Note: Statistics were stratified by data provider: 1 = England Vision, 2 = Scotland EMIS and Vision, 3 = England TPP and 4 = Wales.

ALP: alanine aminotransferase level; ALP: alkaline phosphatase level; CRP: C-reactive protein; DBP: diastolic blood pressure; FEV1: forced expiratory volume in 1 second; FVC: full vital capacity; HDL: high-density lipoprotein; MChb conc: mean corpuscular hemoglobin concentration; MCV: mean corpuscular volume; RBC: red blood cell; SBP: systolic blood pressure; WBC: white blood cell.

Figure 5.

Figure 5.

Adjusted Cox proportional hazards regression restricted cubic spline models for all biomarkers and all-cause mortality. Analyses were adjusted for patient sex and age. In each panel, the blue line indicates the estimated HR and the gray shading denotes the 95% confidence limits. The horizontal dashed line corresponds to the normal reference hazard ratio of 1.0, values above are associated with increased mortality risk, and values below are associated with decreased mortality risk compared with the reference value. ALP: alanine aminotransferase level; ALP: alkaline phosphatase level; CRP: C-reactive protein; DBP: diastolic blood pressure; FEV1: forced expiratory volume in 1 second; FVC: full vital capacity; HDL: high-density lipoprotein; MChb conc: mean corpuscular hemoglobin concentration; MCV: mean corpuscular volume; RBC: red blood cell; SBP: systolic blood pressure; WBC: white blood cell.

DISCUSSION

In this study, we described a semi-supervised phenotyping approach and applied it on primary care EHR sourced from four different providers in three countries made available for UK Biobank participants. We applied our approach to produce 31 rule-based phenotyping algorithms for commonly used biomarkers with an overall sensitivity of 0.89 and specificity of 0.92. To our knowledge, this is the first study describing how phenotyping algorithms for common biomarkers can be implemented in primary care EHR for UK Biobank participants in a robust and semi-automated manner at scale.

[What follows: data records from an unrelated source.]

PR #6018, opened 2024-01-16
OCPBUGS#25308: Updated the commands in "Configuring MetalLB" proc 

sr1kar99:


clusters/hosted_control_planes/config_metallb_bm.adoc
```diff
@@ -7,34 +7,36 @@ You must use a load balancer, such as MetalLB. The following example shows the s
...
 ----
-oc create -f - 
+cat << EOF| oc create -f -
 apiVersion: metallb.io/v1beta1
 kind: IPAddressPool
 metadata:
   name: metallb
   namespace: metallb-system
-spec:
+ spec:
```
jeniferh: Looks like my example mistakenly added a space before spec, this is incorrect and spec should be aligned w/ metadata (no space). Otherwise the examples all work correctly now, thanks!

jeniferh (approved):
One space issue, otherwise LGTM

clusters/hosted_control_planes/config_metallb_bm.adoc
sr1kar99: Done.
Removed the extra space.

PR #6040, opened 2024-01-18
https://issues.redhat.com/browse/ACM-8899 - sync (Required for 2.10 only, do not merge)

swopebe:


governance/create_gatekeeper.adoc
```diff
@@ -7,6 +7,8 @@ Use the Gatekeeper operator policy to install the Gatekeeper operator and Gateke
 
 - <<install-gatekeeper-operator-policy,Installing Gatekeeper using a Gatekeeper operator policy>>
 - <<creating-a-gatekeeper-policy-from-the-console,Creating a Gatekeeper policy from the console>>
+* <<gatekeeper-audit-sync,Setting _auditFromCache_ for sync details>>
+* <<gatekeeper-operator-sample,Gatekeeper operator custom resource>>
```
dockerymick: The references to subsections should be removed from the TOC, it'll appear in the TOC of the product doc

governance/create_gatekeeper.adoc
```diff
@@ -88,6 +90,55 @@ spec:
     other-annotation: "another test"
 ----
 
+[#gatekeeper-audit-sync]
+=== Setting _auditFromCache_ for sync details
+
+The gatekeeper operator exposes a setting in the CRD within the `auditFromCache` audit, which is disabled by default. If you set it to `Enabled`, you break your constraints because the cache requires additional settings. You need to set `config.gatekeeper.sh` for the sync details.
```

Association of phenotype values with all-cause mortality

In line with our phenotyping methodology,24 we evaluated the phenotyping algorithms created by our approach by estimating hazard ratios adjusted for age and sex with all-cause mortality and comparing our findings with known epidemiological associations. We observed similar mortality patterns with previous literature using data extracted from EHR. For example, in line with previous research, we observed an increased risk of mortality in patients with low eosinophil and low lymphocyte counts25 Similarly, we observed a “U” shape relationship for systolic and diastolic blood pressure measurements which is concordant to previous findings.26 Finally, intuitively, we observed that a decrease in FEV1 and FVC was associated with an increased risk of mortality and conversely an increase in CRP was associated with an increased risk.

Strengths and limitations

Our method has several strengths. Firstly, it enables the rapid bootstrapping of phenotyping algorithms by reducing the number of Read terms requiring manual review by several orders of magnitude, thereby reducing the amount of resources required. Second, the approach is potentially applicable to non-UK data that face similar challenges, for example large biobanked efforts in the US such as MVP and others. Lastly, it provides research-ready phenotyping algorithms for commonly recorded biomarkers in primary care for UK Biobank users. The observed distribution values of the measurements across all biomarkers are consistent with the standard reference ranges for normal results.27 As previously reported28 UKB participants are healthier and of higher socioeconomic status than the general population so we would expect to observe these patterns in the measurements.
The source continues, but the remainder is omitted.